Number 5 - Coming up with a formal definition generally applicable across all WTO documentation of what constitutes a "developing country" that would be eligible for special and differential treatment as MFN exception (so clarifying when a country ceases to be a developing country, so that the idea of special and differential treatment would no longer be available)
The negotiations are structured around technical issues, but the basic point in legal terms was that the Trump Administration presumably wanted to change the existing WTO System and its governing arrangements, mostly in terms of dealing with China. Meanwhile, the Biden Administration's approach to the WTO System looks more like benign neglect, and its approach to China seemingly relies more on technology export controls. But you are dealing in treaty-based international economic law, so you presumably need to reach agreement on a mutually acceptable (treaty) text.
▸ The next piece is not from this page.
PR #5896, opened 2015-06-04
[qqmusic] Extract additional formats (mp3-128, mp3-320)

ping:
Add support for higher quality downloads.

After being broken up into the groups, each student group needs to produce quickly a short circa 2-3 page statement of issues concerning its assigned topic for review, just to make sure you are generally focused on the right things. As second step, each group will need to produce both a short summary explanation of its position as well as a draft of the proposed treaty language as point of departure. It should be relatively easy to produce this language for Number 3 (SOEs) and Number 4 (Digital Commerce), since I would suggest you just use the applicable TPP-11 language as the basis for your negotiating document (adding or subtracting what you think is needed, since we already discussed digital commerce coverage and its limits in those documents).
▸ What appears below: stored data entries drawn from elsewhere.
Issue #2910, opened 2014-05-13
[FFmpeg] Add "-movflags faststart" opt when using MP4 container


m132:
This flag moves MP4's moov atom to the beginning of file, so it can be streamed. It works only with ffmpeg, avconv (at least in Ubuntu) doesn't support this yet.

svnpenn:
#5733

svnpenn:
#5942

PR #5942, opened 2015-06-10
Adds support for XviD output with extra parametrization

### LINKED ISSUE #5733: add XviD AVI option to --recode-video
Some TVs, on friend's homes and schools, only support DivX or XviD videos. So, would be nice to have this feature on youtube-dl.

aurium:
As the "LG Time Machine" (a (not so) smart TV) has a limitation for video dimensions (as for codecs), I take to implement an extra parameter `--pp-params` where we can send extra parameterization for the video converter (post-processor).

Example:
```
$ youtube-dl --recode-video=xvid --pp-params='-s 720x480' -c https://www.youtube.com/watch?v=BE7Qoe2ZiXE
```
That works fine on a 4yo LG Time Machine.

Closes #5733

### DIFF
--- a/youtube_dl/__init__.py
+++ b/youtube_dl/__init__.py
@@ -171,8 +171,10 @@ def _real_main(argv=None):
     if opts.recodevideo is not None:
         if opts.recodevideo not in ['mp4', 'flv', 'webm', 'ogg', 'mkv', 'xvid']:
             parser.error('invalid video recode format specified')
-    if opts.pp_params is not None:
-        opts.pp_params = opts.pp_params.split()
+    if opts.pp_params is None:
+        opts.pp_params = []
+    else:
+        opts.pp_params = shlex.split(opts.pp_params)
     if opts.convertsubtitles is not None:
         if opts.convertsubtitles not in ['srt', 'vtt', 'ass']:
             parser.error('invalid subtitle format specified')
--- a/youtube_dl/__init__.py
+++ b/youtube_dl/__init__.py
@@ -171,10 +171,6 @@ def _real_main(argv=None):
     if opts.recodevideo is not None:
         if opts.recodevideo not in ['mp4', 'flv', 'webm', 'ogg', 'mkv', 'xvid']:
             parser.error('invalid video recode format specified')
-    if opts.pp_params is None:
-        opts.pp_params = []
-    else:
-        opts.pp_params = shlex.split(opts.pp_params)
     if opts.convertsubtitles is not None:
         if opts.convertsubtitles not in ['srt', 'vtt', 'ass']:
             parser.error('invalid subtitle format specified')
@@ -231,7 +227,7 @@ def _real_main(argv=None):
         postprocessors.append({
             'key': 'FFmpegVideoConvertor',
             'preferedformat': opts.recodevideo,
-            'extra_params': opts.pp_params
+            'extra_cmd_args': opts.postprocessor_args,
         })
     if opts.convertsubtitles:
         postprocessors.append({
--- a/youtube_dl/__init__.py
+++ b/youtube_dl/__init__.py
@@ -169,8 +169,10 @@ def _real_main(argv=None):
         if not opts.audioquality.isdigit():
             parser.error('invalid audio quality specified')
     if opts.recodevideo is not None:
-        if opts.recodevideo not in ['mp4', 'flv', 'webm', 'ogg', 'mkv']:
+        if opts.recodevideo not in ['mp4', 'flv', 'webm', 'ogg', 'mkv', 'xvid']:
             parser.error('invalid video recode format specified')
+    if opts.pp_params is not None:
+        opts.pp_params = opts.pp_params.split()
     if opts.convertsubtitles is not None:
         if opts.convertsubtitles not in ['srt', 'vtt', 'ass']:
             parser.error('invalid subtitle format specified')
@@ -227,6 +229,7 @@ def _real_main(argv=None):
         postprocessors.append({
             'key': 'FFmpegVideoConvertor',
             'preferedformat': opts.recodevideo,
+            'extra_params': opts.pp_params
         })
     if opts.convertsubtitles:
         postprocessors.append({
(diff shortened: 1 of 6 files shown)


dstftw:
I would prefer this to be implemented similarly to [`--external-downloader-args`](https://github.com/rg3/youtube-dl/blob/master/youtube_dl/options.py#L418-L421). Note that you also miss some places where it should be documented, namely [here](https://github.com/rg3/youtube-dl/blob/master/youtube_dl/YoutubeDL.py#L261-L263) and possibly [here](https://github.com/rg3/youtube-dl/blob/master/youtube_dl/postprocessor/common.py#L14-L25).

aurium:
Thanks @dstftw. I'll update this MR as you point.

dstftw:
Thanks.

aurium:
These nosetests errors are random?

dstftw:
When suggesting [`--external-downloader-args`](https://github.com/rg3/youtube-dl/blob/master/youtube_dl/options.py#L418-L421)-similar approach I was expecting a generic approach by [exposing the interface for obtaining extra arguments in base class](https://github.com/rg3/youtube-dl/blob/master/youtube_dl/downloader/external.py#L54-L59) that can be used by descendants like [this](https://github.com/rg3/youtube-dl/blob/master/youtube_dl/downloader/external.py#L81) or [this](https://github.com/rg3/youtube-dl/blob/master/youtube_dl/downloader/external.py#L100-L101) if necessary. I would also appreciate similar naming convention as we have for external downloader, i.e. `--postprocessor-args`.

svnpenn:
#2817

svnpenn:
#2910

aurium:
Ok @dstftw, i'll do it. Thanks for helping me to understand the project structure. :-)

svnpenn:
:+1:

aurium:
It is not exactly equal to the externals downloader approach, however the `self._extra_cmd_args` is `PostProcessor` class responsibility.

dstftw:
Why not just use [this approach](https://github.com/rg3/youtube-dl/blob/master/youtube_dl/downloader/external.py#L55) instead of passing `extra_cmd_args` to each processor's ctor?

aurium:
`PostProcessor` class has no `self.params` :-(

I could not add it to `PostProcessor` simply like `FileDownloader` because `FileDownloader` sub-classes has no `__init__`, so it can get the `params` argument without passing super to super. We don't have that look with `PostProcessor`.

As i'm not a python expert you may show me another way. :-)

dstftw:
>`PostProcessor` class has no `self.params` :-(

It's in `self._downloader.params`.

aurium:
Thank you @dstftw! It is much simpler using `downloader.params`, however i wouldn't know it without help.

youtube_dl/__init__.py
```diff
@@ -169,7 +169,7 @@ def _real_main(argv=None):
         if not opts.audioquality.isdigit():
             parser.error('invalid audio quality specified')
     if opts.recodevideo is not None:
-        if opts.recodevideo not in ['mp4', 'flv', 'webm', 'ogg', 'mkv']:
+        if opts.recodevideo not in ['mp4', 'flv', 'webm', 'ogg', 'mkv', 'xvid']:
```
dstftw: I think it's safe to use `avi` here since we use extensions for this option. Moreover, it will simplify [this code](https://github.com/aurium/youtube-dl/blob/master/youtube_dl/postprocessor/ffmpeg.py#L297-L301) a bit.

aurium: I understand your point, but AVI is a so generic container and it may conflict with future needs. Pointing the codec *(that we really need)* may set this feature more secure and help the user to be sure about what they will get.

dstftw: mkv is even more generic but already mentioned.

svnpenn: Frankly why are you even interested in XviD? Doesnt H.264/H.265 beat it in every way?

svnpenn: @aurium why are you even interested in XviD? Doesnt H.264/H.265 beat it in every way?

dstftw: @svnpenn https://github.com/rg3/youtube-dl/pull/5942#issue-86797178.

svnpenn: I am all for the `--postprocessor-args`, but if your Smart TV doesnt support the most ubiquitous codec of the last 5 years, maybe the right thing to do is get a new TV rather than spend weeks writing support for it

aurium: @svnpenn thanks for your proposal, but... i'm on a country well known as "third world"; this model of Smart TV is used by schools; and if i have money to throw away a TV and buy a new one, still that is a really bad action against the planet. So... i understand your good intention, but better software can save money, classrooms and the blue marble ball. :-)

aurium: By the way @dstftw, mkv is also another generic container, this does not reinforce my argument? As XviD is expected to be inside a AVI, is not this a better approach?

Well this is my proposal, but i accept to change the `opts.recodevideo` value to `avi` if this is your final decision. No problem.

svnpenn: @aurium I am confused, what is your argument? That AVI should not be the default container for XviD video? If so I agree with @dstftw, you need to make a case for that, because while it is not the only container that supports XviD, it is certainly the defacto one.

dstftw:
@aurium I've already mentioned [that mkv is even more generic](https://github.com/rg3/youtube-dl/pull/5942#discussion_r33882891) and as you can see `--recode-video` accepts container names not codec names. Therefore sticking with `avi` seems consistent to me. Otherwise, we'll need to rename everything to codec names that will break interface or keep both which will make little sense. Moreover, for an average user `avi` is more likely to say something that `xvid` or `h.264`.

svnpenn:
@dstftw I dont think H.264 even works with AVi

dstftw:
@svnpenn that was just for example that fancy codec name may be totally unclear for an average user.

aurium:
Ok @dstftw, sooner as i can i ll update it.

dstftw:
Thanks, merged.

aurium:
Thank you @dstftw!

Number 5 will be fairly compact as a drafting matter, but you shall need to decide first what your conceptual view is of (a) what really is the rationale for differentiated developing country treatment, and (b) how you propose to limit or eliminate special treatment (aka, “special and differential treatment” in trade law language) under whatever criteria.
In Number 2, the Singapore issues in the form of competition policy is again relatively compact as a drafting idea, but you need to figure out conceptually how to start with the kind of language the parties discussed 10-15 years ago, presumably cast widely enough to address on-going problems of Chinese subsidies.
Finally, for Number 1, you need to look closely at the Trump versus Biden Administrations' approaches. What came out of the Trump Administration trade negotiators on the topic (Robert Leitheizer was Trump's USTR, and Peter Navarro was Assistant to the President and Director of Trade and Manufacturing Policy)? How has the Biden Administration's approached changed in focusing on IPEF? Then, you presumably produce a compact document stating in line with one of the other how you think dispute resolution should be (re)structured. I basically want you to channel the Trump/Biden Administration’s views as part of the exercise of forming an opinion whether they make sense in terms of whether you can present a colorable argument to other countries for why the WTO’s 1994 dispute settlement regime should be replaced (meaning ultimately, do we stay with a judicialized, rules-based trade law system, or move back in the direction of economic diplomacy generally).
We shall organize this chiefly as written exchange, so that I can step in if the foreign students become unavailable. We shall solicit their views wherever possible, but it their university were suddenly to close due to infection rates rising again, etc., at best they would presumably be distracted.) After your first draft draws a response, you can produce a second draft, and we decide where to go from there. We can set the timeline for the different steps as we go along, but on a preliminary basis I would plan on two weeks at each stage to provide enough time for your group to meet outside class via Zoom, Microsoft Teams, or whatever, to work on the assignment.